ひたすら後味の悪さが後を引いた「セブン」のデモーニッシュな(露)悪趣味には諸手を挙げて賛成はできないが、暴力が個人をスポイルする消費社会に対する最大のカウンターになりうるという単純明快なロジックでボンクラ男子の夢をブラッド・ピットというキャラクターに託した「ファイト・クラブ」は、ロック由来のサブカルチャーの若々しいエネルギーを感じる痛快エンタメだった(「ドラッグストア・カウボーイ」でも「キッズ」でも「バッファロー66」でもなんでもいい、そうした青春映画がとらえたルーザー/社会的弱者であるがゆえに確保されたオルタナティヴな視点というのは諸刃の刃なのだ、と今の僕は思っているが、それについてここで書く余裕はない)。

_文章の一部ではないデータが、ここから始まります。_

PR #8079, opened 2026-05-26
Support for S3 AWS IAM auth

mish-elle:
closes https://github.com/graphql-hive/console/pull/8211

### Background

フィンチャーの「ゾディアック」は、1969年を起点とするゾディアック事件を基にしている。多くの人が書いているようにこの映画にはカタルシスがない。観客はずっと宙吊りにされたままクライマックスはやってこない。「セブン」のようなシリアルキラー・サスペンスでも「ファイト・クラブ」のような叙述トリック・ミステリーでもない。わかりやすい落とし所はどこにもなく、史実を忠実に描こうとするシンプルなわかりやすさが、真実が秘める複雑なわかりにくさとコインの表裏にある。謎解きや真犯人を知る決定的瞬間は訪れない。正確にはラストに訪れるのだが、そこに至る150分を経験した観客にはそれすらもとりあえずのオチにしか受け取れない。エンドロールで事件の顛末が語られ、DNA鑑定でシロと判定された容疑者がすでにこの世にはいないということが観客に知らされる時、ラストの決定的瞬間も歴史の闇の中へと漂泊する点のひとつになり、線を結ばない。

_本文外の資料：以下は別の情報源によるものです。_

PR #8085, opened 2026-05-27
chore: temporary disable github check and publish

n1ru4l:
### Background

Until we figured out the actual issue. Let's not have CI block us.

### DIFF
--- a/.github/workflows/graphql-schema-check.yaml
+++ b/.github/workflows/graphql-schema-check.yaml
@@ -41,5 +41,5 @@ jobs:
         run: |
           curl -sSL https://graphql-hive.com/install.sh | sh
           hive schema:check "schema.graphql" ${{steps.pr-label-check.outputs.safeFlag }} \
-            --github \
+            # --github \
             --service "graphql"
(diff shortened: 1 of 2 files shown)


.github/workflows/graphql-schema-check.yaml
```diff
@@ -41,5 +41,5 @@ jobs:
         run: |
           curl -sSL https://graphql-hive.com/install.sh | sh
           hive schema:check "schema.graphql" ${{steps.pr-label-check.outputs.safeFlag }} \
-            --github \
+            # --github \
```
n1ru4l:
```suggestion
```

.github/workflows/graphql-schema-publish.yaml
```diff
@@ -24,5 +24,5 @@ jobs:
         run: |
           curl -sSL https://graphql-hive.com/install.sh | sh
           hive schema:publish "schema.graphql" \
-          --github \
+          # --github \
```
n1ru4l:
```suggestion
```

当初はフィンチャーが監督するはずだったというブライアン・デ・パルマの「ブラック・ダリア」は、未解決の猟奇事件という似た題材を扱いながら(そして、ジェイムズ・エルロイというカリスマ作家の原作でありながら)個人的には退屈な映画だったように思う(「ゾディアック」が退屈だと思う人も少なくないだろうし、結局は好みなのだろうけれど)。「ブラック・ダリア」は映画的記憶としてのフィルム・ノワールを再現しようとするだけでそこに新味はなく、事件そのものよりも主人公たちの三角関係という横道のドラマに関心が逸れていく。

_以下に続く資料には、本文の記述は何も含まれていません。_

PR #8093, opened 2026-05-29
Feat/new projects screen

mskorokhodov:
### Background

Recent changes into org/project screen caused huge latency increasing
### Description

Batched clickhouse and postgres calls to provide better optimization

### Checklist

- [ ] Input validation
- [ ] Output encoding
- [ ] Session management
- [ ] Access control
- [ ] Cryptographic practices
- [ ] Data protection
- [ ] Communication security
- [ ] System configuration
- [ ] Database security
- [ ] File management
- [ ] Memory management
- [ ] Testing


packages/services/api/src/modules/operations/providers/operations-reader.ts
n1ru4l, line 1: It would be good if we use zod for I/O decoding here instead of relying on type annotation casts

packages/services/api/src/modules/project/module.graphql.ts
```diff
@@ -83,8 +83,34 @@ export default gql`
     SINGLE @tag(name: "public")
   }
 
+  enum ProjectsSortField {
```
n1ru4l: The enum field names do not follow our convention for the public graphql schema: https://www.notion.so/theguildoss/Hive-Console-GraphQL-API-Design-Patterns-18ab6b71848a80678939c669699fe8e6?source=copy_link#1c7b6b71848a80fa91f3fd25cdb50c84

packages/services/api/src/modules/target/providers/target-stats.ts
```diff
@@ -0,0 +1,97 @@
...
+    organizationId: string;
+    projectId: string;
+    targetIds: readonly string[];
+    period: DateRange | null;
+  }): Promise<Map<string, number>> {
+    const result = new Map<string, number>();
+
+    for (const targetId of args.targetIds) {
+      result.set(targetId, 0);
+    }
```
n1ru4l: This seems not needed as the usage below does `counts.get(item.targetId) ?? 0` anyways?

packages/services/api/src/modules/target/providers/target-stats.ts
```diff
@@ -0,0 +1,97 @@
...
+    if (args.targetIds.length === 0) {
+      return result;
+    }
+
+    const rows = await this.pool
+      .any(
+        psql`/* TargetStats.countSchemaVersionsByTargetIds */
+          SELECT
+            sv.target_id as target_id,
+            COUNT(*)::int as total
```
n1ru4l:
```suggestion
            COUNT(*) as total
```

NIT: The `::int` cast is not really needed

packages/services/api/src/modules/target/providers/target-stats.ts
```diff
@@ -0,0 +1,97 @@
...
+
+    if (args.targetIds.length === 0) {
+      return result;
+    }
+
+    const rows = await this.pool
+      .any(
+        psql`/* TargetStats.countSchemaVersionsByTargetIds */
+          SELECT
+            sv.target_id as target_id,
```
n1ru4l: NIT: if possible we prefer snake case in application code


```suggestion
            sv.target_id as targetId,
```

packages/services/api/src/modules/target/module.graphql.ts
```diff
@@ -257,10 +263,36 @@ export default gql`
   }
 
   extend type Project {
-    targets: TargetConnection! @tag(name: "public")
+    targets(
+      first: Int @tag(name: "public")
+      after: String @tag(name: "public")
+      search: String @tag(name: "public")
+      sort: TargetsSortInput @tag(name: "public")
```
n1ru4l: NIT: We don't necessarily need to make these public for now.

packages/services/api/src/modules/project/module.graphql.ts
n1ru4l: If we don't make them public I am fine with keeping the name like this for now - but it seems easy to change to not do it tbh.

packages/services/api/src/modules/operations/providers/operations-reader.ts
```diff
@@ -2109,6 +2203,141 @@ export class OperationsReader {
...
+    });
+
+    const result = await this.clickHouse.query<{
+      date: string;
+      target: string;
+      total: number;
+      totalOk: number;
+      average: number;
+      percentiles: [number, number, number, number];
+    }>(query);
```
n1ru4l: Can you please use zod to decode the database result I/O?

packages/services/api/src/modules/operations/providers/operations-reader.ts
```diff
@@ -2109,6 +2203,141 @@ export class OperationsReader {
...
+      const targetRows = collection.get(row.target) ?? [];
+
+      targetRows.push({
+        date: toUnixTimestamp(row.date),
+        total: ensureNumber(row.total),
+        totalOk: ensureNumber(row.totalOk),
+        duration: toDurationMetrics(row.percentiles, row.average),
+      });
+
+      collection.set(row.target, targetRows);
```
n1ru4l: NIT: I would write it as the following, however, I doubt the current way would ever be a bottle neck anyways.

```suggestion
      let targetRows = collection.get(row.target);
      if (!targetRows) {
        targetRows = [];
        collection.set(row.target, targetRows);
      }

      targetRows.push({
        date: toUnixTimestamp(row.date),
        total: ensureNumber(row.total),
        totalOk: ensureNumber(row.totalOk),
        duration: toDurationMetrics(row.percentiles, row.average),
      });
```

packages/services/api/src/modules/target/providers/target-manager.ts
```diff
@@ -213,6 +236,274 @@ export class TargetManager {
...
+        const startIndex = targets.findIndex(target =>
+          isDesc
+            ? target.slug < cursor.slug || (target.slug === cursor.slug && target.id < cursor.id)
+            : target.slug > cursor.slug || (target.slug === cursor.slug && target.id > cursor.id),
+        );
+
+        return startIndex === -1 ? targets.length : startIndex;
+      } catch {
+        return 0;
+      }
```
n1ru4l: If we just swallow the error it might get unnoticed. 🤔

I think it is okay to raise an exception if the api consumer provides an invalid cursor.

packages/services/api/src/modules/operations/providers/operations-manager.ts
```diff
@@ -52,6 +52,27 @@ interface ReadFieldStatsOutput {
   percentage: number;
 }
 
+export type DurationAndCountOverTime = Array<{
+  date: any;
```
n1ru4l: Can this be a more conrete type? `any` is not so great and we generally want to avoid using it.

packages/services/api/src/modules/operations/providers/operations-reader.ts
```diff
@@ -2109,6 +2203,141 @@ export class OperationsReader {
...
+    clients?: readonly string[];
+    clientVersionFilters?: readonly { clientName: string; versions: readonly string[] | null }[];
+    excludeOperations?: boolean;
+    excludeClientVersionFilters?: boolean;
+  }) {
+    if (targets.length === 0) {
+      return new Map<
+        string,
+        Array<{
+          date: any;
```
n1ru4l: Can this be a more concrete type?

packages/services/api/src/modules/project/providers/project-manager.ts
```diff
@@ -278,6 +300,317 @@ export class ProjectManager {
...
+    organization: Organization,
+    args: {
+      first: number | null;
+      after: string | null;
+      search: string | null;
+      sort: ProjectsSortArgs | null;
+    },
+  ) {
+    if (!args.sort?.period) {
+      throw new GraphQLError(
```
n1ru4l: We have `HiveError` that we use throughout the codebase

n1ru4l (approved):
I added some comments, the NITs are good to have to me but not really necessary.

PR #8094, opened 2026-05-29
Stitching sdl directives

jdolle:
### Background

Stitching projects don't include custom directives in the composed SDL

### Description

We should include the directives so that the stitched gateway can operate on it


n1ru4l (changes requested):
Current tests are failing and we need an additional test that confirms this behaviour

jdolle:
I adjusted the printing logic to remove the schema definition node if it's a default definition, and added a test to show that the logic works.

n1ru4l (approved):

点と線ということで言えば、「ゾディアック」を特徴づけるのは、60年代から現代まで刻々と移り変わっていく時間の流れのスピーディーさだ。映画の主要な舞台である新聞社、サンフランシスコ・クロニクルではないが、新聞やニュース報道の持つ素っ気なく機械的で情緒を排した叙述形式をなぞるようでもあり、まるで、この不確かなドラマに句読点やピリオドを打つのは、日付という確かさだけだと言いたいかのようだ。本編中唯一(時間の経過を示す技法として)ハイスピード撮影が使われるのは、サンフランシスコのランドマークであるトランスアメリカ・ピラミッドの尖塔がみるみる建設されていくカットで、そこにマーヴィン・ゲイの「Inner City Blues」のイントロがカブるところは映像と音楽の美しい交差にハッとさせられた(よくある手法なのに)。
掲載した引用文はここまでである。